Underlining the depths of ethnic complexities in Rakhine state — where the Myanmar military has also been attacked by a group calling itself the Arakan Army — police reportedly killed eight people after protests erupted in Mrauk-U among Rakhine Buddhists on January 16. A few days later, unknown assailants killed the state government official who ordered the police crackdown.

The Rakhine Buddhists, the state’s largest ethnic group, were protesting against a government decision to cancel an event marking the anniversary of the destruction of the city, which was invaded by Burmese forces in 1785. Since its invasion, Buddhists have felt hemmed between the encroachment of Muslim groups from the West, Burmese from the East and, later, migrant workers that came with the era of British colonial rule. Grievances from that history, compounded by poverty, remain to this day.

While Myanmar remains as fractured as ever along ethnic lines, the military and parts of the political and Buddhist elites have skilfully reinforced anti-Rohingya – and sometimes more broadly anti-Muslim — sentiments in order to maintain their dominance in society.

When this reporter visited Rakhine state capital Sittwe recently, Kaung San Hla, a Buddhist Rakhine and local NLD secretary, took it upon himself to demonstrate that the problem with the “Bengalis” — as the Rakhine and Bamar call the Rohingya — is not their Muslim religion, but that they are not one of the 135 ethnic groups officially recognized by the state.

“The Bengali are not one of the 135 ethnics,” he said repeatedly in the course of an hour-long journey from Sittwe to visit a village inhabited by the Kaman, a small ethnic group of Muslims who are part of the 135 (an artificial classification dating back some decades, which anthropologists and historians say is rooted in political expedience rather than ethnography).

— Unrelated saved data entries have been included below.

PR #518, opened 2023-07-29
IObjectPresentation should use ImageDescriptors instead of Images.

ptziegler:
Changes the return type of getIcon() from Image to ImageDescriptor.

Where necessary, temporary instances of those images are created on-demand. Already existing images are converted to ImageDescriptors using the ImageImageDescriptor utility class.

Give how closely related those classes are, this change also changes the signature of ObjectInfoPresentationDecorateIcon to use ImageDescriptors as well.


ptziegler:
#260 #486

PR #519, opened 2023-07-30
IActionIconProvider should use ImageDescriptors instead of Images

ptziegler:
This stops the unnecessary wrapping from Images using the ImageImageDescriptor.


ptziegler:
#260 #486

PR #521, opened 2023-07-30
Replace icon wrapping for View/Shortcut info with pure image descriptors

ptziegler:
In order to keep the amount of changes per commit as small as possible, we convert Images to ImageDescriptors using the ImageImageDescriptor wrapper.

Instead of using this wrapper, we can use the descriptors directly.


ptziegler:
#260 #486

PR #525, opened 2023-08-03
Convert all WindowBuilder tests from JUnit3 to JUnit4

ptziegler:
All unit tests have been annotated with Test. The setUp() and tearDown() methods have been annotated with Before and After and made public. The test_setUp and test_tearDown() have been renamed to setUpClass() and tearDownClass(), annotated with BeforeClass and AfterClass and made public static. All remaining test suites have been converted to the JUnit4 format by switching to the RunWith annotation with the Suite class. The "DISABLED" prefix of disabled tests has been removed. They are instead annotated with Ignore.

Orphaned tests have been re-integrated into the test suite. Duplicate tests have been removed.

The test-specific annotations DisposeProjectBefore, DisposeProjectAfter and WaitForAutoBuildAfter are handled by a JUnit4 rule.

A new rule has been introduced which logs the currently executed method to the console. This should make it easier to detected blocked tests.

Furthermore, the utility class JUnitUtils has been created, which provides convenience functions to detect:
- Whether all test calles are part of a test suite
- Whether all test suites are executed
- Whether all tests inside a class are executed
- Whetehr all tests are only executed once


ptziegler:
I expect 6839 successful and 194 ignored tests. The reason the count is lower than on the master (7211 successful tests) is because:
- test_setUp() and test_tearDown() are no longer counted
- duplicate tests are no longer executed

Note that the reason I migrated to JUnit4 instead of JUnit5 is simply because Tycho can't execute the JUnit5 test suites.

The Kaman are Muslim like the Rohingya, “but they speak our language, they dress like us,” San Hla said before visiting a group of Kaman elders.

Later, the elders, sitting around a table with San Hla and elegantly dress in a longyi skirt and Burmese-style jacket, agreed. The Rohingya are not an “original” group of Myanmar, said village leader Aung Thein.

What he didn’t say, however, is that thousands of Kaman elsewhere in Rakhine state were also forced out of their homes in the intercommunal violence of 2012 and have been confined since then to IDP camps. Their citizenship has brought no protection against the deprivation of their rights and confiscation of their land and property.

Their story illustrates the hard road ahead for the Rohingya’s acceptance back into Myanmar society.

“I don’t believe in the possibility of a return,” the senior UN official in Yangon said. “You need the will, which should come with the admission that Myanmar has done something wrong, not proceeding as if previous policies of segregations never happened. If you don’t change this narrative, there is no solution.”  

This article was updated February 16, 2018, to include the announcement of new sanctions imposed by Canada against Major-General Maung Maung Soe.